The expected response is a copy of every line in the entries below that includes the word "secrets".

======== Records for processing ========

PR #343, opened 2024-11-17
feat(KFLUXINFRA-930): Error secrets: More CTX info

ifireball:
Add more contextual information to error secrets.


meyrevived:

========

Final answer |
feat(KFLUXINFRA-930): Error secrets: More CTX info
Add more contextual information to error secrets.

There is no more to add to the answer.